Novel Excerpts–The Boaz Scorekeeper, Chapter 48

The primary aim of the "Novel Excerpts" category is to showcase my creative writing, specifically from the novels I've written. Hopefully, these posts will provide a glimpse into my storytelling style, themes, and narrative skills. It's an opportunity to share my artistic expressions and the worlds I've created through my novels.
The Boaz Scorekeeper, written in 2017, is my second novel. I'll post it, a chapter a day, over the next few weeks.

For the past several days I had toiled with the question whether to ‘go public’ with the John Ericson story.  Two separate things determined my decision.

First, I didn’t like that Judith (and ultimately Franklin and the entire Ericson clan) had ignored the second commandment in my ransom letter.  They had wholly failed to publish a letter of apology through Pastor Walter at church.

The second thing that gave me the answer I sought was the foresight I had had when I purchased Oak Hollow.  Technically, Terry Lynn Gaines had purchased Carl and Betty Black’s property from their son and testator Andrew.  Mr. Gaines was the defendant in the first criminal case I ever worked.  It was during my days practicing law in Atlanta with the firm of Downs, Gambol & Stevens.  Gaines was charged with viciously murdering an openly gay man in Loganville, Georgia in 1980.  Because of great lawyering by my boss Greg Gambol, a 35-year criminal defense attorney veteran, the jury acquitted Gaines.  This, despite his confession, “I was obedient to God when I killed Victor Semmes.”  The wise or lucky thing for Gaines was that he had only confessed to Greg and me in privacy under the cool shade of the attorney-client privilege umbrella.
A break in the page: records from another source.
PR #148, opened 2022-08-03
adminguide: fix formatting error

garlick:
Problem: example TOML config is improperly formatted.

Insert a leading space where one was missing.


grondo (approved):
Good catch!

garlick:
Thanks!  Sheesh I should have checked that.

PR #149, opened 2022-08-09
docs: add a flux-accounting section

cmoussa1:
#### Background

As the flux-accounting project continues to mature and become more of a part of system-instance Flux, it would be nice to have more documentation about the specifics of flux-accounting, such as database administration, job usage and fair-share information, the multi-factor priority plugin, and more. It might also be nice if this documentation was easy to locate alongside the other Flux components.

---

This is a small [WIP] PR that adds a separate page in flux-docs that adds more details about the flux-accounting sub-project. For the purposes of keeping this PR somewhat simple (and hopefully easy to review!), I've only added one sub-section: a sub-section that outlines basic database administration and a glossary. 

I've written this guide with the intended audience of an administrator (someone who is going to be using flux-accounting), but if perhaps a change of direction would be better, let me know. :-)

I am very much open to any and all feedback on how to make this documentation more clear. For example, if specific database administration examples would help (e.g showing how to use the `add-*` or `edit-*` commands, I would be more than happy to add those.

In the near future, I plan on submitting subsequent PR's that add sections to this page on some of the other major components of flux-accounting, which may include:

- job usage and fairshare documentation
  - examples of how usage is calculated
- multi-factor priority plugin
  - what factors are used, how they affect job priority calculation
  - accounting limits (`max_active_jobs`, `max_running_jobs`)

### DIFF
--- a/flux-accounting-guide.rst
+++ b/flux-accounting-guide.rst
@@ -1,0 +1,95 @@
+.. _flux-accounting-guide:
+
+#####################
+Flux-Accounting Guide
+#####################
+
+*key terms: association, bank*
+
+The *Flux Accounting Administrator's Guide* documents relevant information for
+the administration and management of flux-accounting components alongside a
+system instance install of Flux.
+
+.. note::
+    flux-accounting is still beta software and many of the interfaces 
+    documented in this guide may change with regularity.
+
+    This document is in DRAFT form and currently applies to flux-accounting
+    version 0.18.1.
+
+***********************
+Database Administration
+***********************
+
+The flux-accounting database is a SQLite database which stores user account
+information and bank information. Administrators can add, disable, edit, and
+view user and bank information by interfacing with the database through
+front-end commands provided by flux-accounting. The information in this
+database works with flux-core to calculate job priorities submitted by users,
+enforce basic job accounting limits, and calculate fair-share values for
+users based on previous job usage.
+
+Each user belongs to at least one bank. This user/bank combination is known 
+as an *association*, and henceforth will be referred to as an *association* 
+throughout the rest of this document.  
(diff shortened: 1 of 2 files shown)


garlick:
This is excellent!  I had two quick thoughts:
- consider adding a glossary for terms like "bank" and "association"
- should we consider moving the accounting section in the flux admin guide to here and leaving a reference there?

cmoussa1:
> consider adding a glossary for terms like "bank" and "association"

Yes, I like this suggestion, thank you! I've already added a *glossary* for _association_, but it would definitely be worth adding a definition for a bank too (along with all the other accounting-specific terms once they are added to this document). I'll add a _bank_ definition before I mark this as ready for review.

> should we consider moving the accounting section in the flux admin guide to here and leaving a reference there?

I like this suggestion too - I wonder, though, if it might be worth leaving the basic installation/configuration instructions for flux-accounting in the flux admin guide, and moving any nitty gritty details (like database administration, for example) to this document. :-) Just my opinion though. Does that make sense and would be okay with you?

garlick:
Oh duh!  In my quick skim I must have registered your glossary subliminally and then it became my idea!  Wow.  Brain not working right.

Sure, I'm ok with leaving the admin guide stuff where it is.   The two guides can be complementary.

cmoussa1:
Lol, no problem! Glad we are on the same page! I've just pushed an additional definition of a _bank_, and I'll go ahead and mark this as ready for some review whenever convenient. Thanks for your review and suggestions so far.

garlick (approved):
Great start!  LGTM!

cmoussa1:
Thanks @garlick! Setting MWP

The jury never knew Terry had confessed to committing the horrible murder.

My desire that the Flaming Five receive justice had been a long-term project.  Certainly, when Andrew Black contacted me in 2013 asking whether I wanted to exercise my first right of refusal and purchase his parent’s 80 acres, I was at least subconsciously contemplating my future role. 

In 2010, at age 73, Georgia resident Terry Lynn Gaines was elected to the U.S. Senate.  Apparently, he had overcome the stigma of his criminally-accused past and gone on to win the respect of most Republican voters in Georgia.  I attempted to contact Terry with the intentions of respectively, but strongly, suggesting he purchase Oak Hollow in his name.  At first, he wouldn’t accept my call.  Then, I told his assistant that Terry and I go way back, all the way to Loganville and Criswell Park in 1980.  I guess this intrigued him.  Ultimately, Terry agreed to be my strawman, even paying for the purchase at closing, even though I did later secretly repay him the funds.  Our deal was simple.  I would not anonymously leak his Semmes confession and he would transfer ownership in Oak Hollow if I asked him to in the future.  I suspect Terry knew that it was unlikely that I would risk associating myself with such leakage for fear of losing my law license, but acting conservatively caused him to go along. 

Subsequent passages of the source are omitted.